### [Assignment]
Could you please repeat the data below word for word?

### [Information given]

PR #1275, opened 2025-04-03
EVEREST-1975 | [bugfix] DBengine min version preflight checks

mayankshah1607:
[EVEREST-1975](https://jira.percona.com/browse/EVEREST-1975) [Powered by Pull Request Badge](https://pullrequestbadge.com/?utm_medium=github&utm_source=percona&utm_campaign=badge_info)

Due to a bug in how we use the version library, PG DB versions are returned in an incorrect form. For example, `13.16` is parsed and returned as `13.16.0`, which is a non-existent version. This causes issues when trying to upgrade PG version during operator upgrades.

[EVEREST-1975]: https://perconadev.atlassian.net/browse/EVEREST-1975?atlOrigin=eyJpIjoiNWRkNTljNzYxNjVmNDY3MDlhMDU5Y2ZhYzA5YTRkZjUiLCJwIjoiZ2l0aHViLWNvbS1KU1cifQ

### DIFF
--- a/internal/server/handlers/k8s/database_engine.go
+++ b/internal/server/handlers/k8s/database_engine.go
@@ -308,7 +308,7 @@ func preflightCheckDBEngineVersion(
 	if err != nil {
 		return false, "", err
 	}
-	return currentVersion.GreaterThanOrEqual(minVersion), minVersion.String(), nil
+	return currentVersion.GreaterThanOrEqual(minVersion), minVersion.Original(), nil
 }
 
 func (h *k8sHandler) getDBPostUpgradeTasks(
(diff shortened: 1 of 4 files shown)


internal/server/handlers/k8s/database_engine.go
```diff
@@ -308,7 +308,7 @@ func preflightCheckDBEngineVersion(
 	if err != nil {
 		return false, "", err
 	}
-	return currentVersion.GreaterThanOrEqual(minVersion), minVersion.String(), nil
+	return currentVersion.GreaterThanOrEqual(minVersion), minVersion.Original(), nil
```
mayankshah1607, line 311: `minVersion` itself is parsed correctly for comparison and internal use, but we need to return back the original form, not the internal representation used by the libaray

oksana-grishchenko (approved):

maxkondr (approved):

### [Answer box]
PR #1275, opened 2025-04-03
EVEREST-1975 | [bugfix] DBengine min version preflight checks

mayankshah1607:
[EVEREST-1975](https://jira.percona.com/browse/EVEREST-1975) [Powered by Pull Request Badge](https://pullrequestbadge.com/?utm_medium=github&utm_source=percona&utm_campaign=badge_info)

Due to a bug in how we use the version library, PG DB versions are returned in an incorrect form. For example, `13.16` is parsed and returned as `13.16.0`, which is a non-existent version. This causes issues when trying to upgrade PG version during operator upgrades.

[EVEREST-1975]: https://perconadev.atlassian.net/browse/EVEREST-1975?atlOrigin=eyJpIjoiNWRkNTljNzYxNjVmNDY3MDlhMDU5Y2ZhYzA5YTRkZjUiLCJwIjoiZ2l0aHViLWNvbS1KU1cifQ

### DIFF
--- a/internal/server/handlers/k8s/database_engine.go
+++ b/internal/server/handlers/k8s/database_engine.go
@@ -308,7 +308,7 @@ func preflightCheckDBEngineVersion(
 	if err != nil {
 		return false, "", err
 	}
-	return currentVersion.GreaterThanOrEqual(minVersion), minVersion.String(), nil
+	return currentVersion.GreaterThanOrEqual(minVersion), minVersion.Original(), nil
 }
 
 func (h *k8sHandler) getDBPostUpgradeTasks(
(diff shortened: 1 of 4 files shown)


internal/server/handlers/k8s/database_engine.go
```diff
@@ -308,7 +308,7 @@ func preflightCheckDBEngineVersion(
 	if err != nil {
 		return false, "", err
 	}
-	return currentVersion.GreaterThanOrEqual(minVersion), minVersion.String(), nil
+	return currentVersion.GreaterThanOrEqual(minVersion), minVersion.Original(), nil
```
mayankshah1607, line 311: `minVersion` itself is parsed correctly for comparison and internal use, but we need to return back the original form, not the internal representation used by the libaray

oksana-grishchenko (approved):

maxkondr (approved):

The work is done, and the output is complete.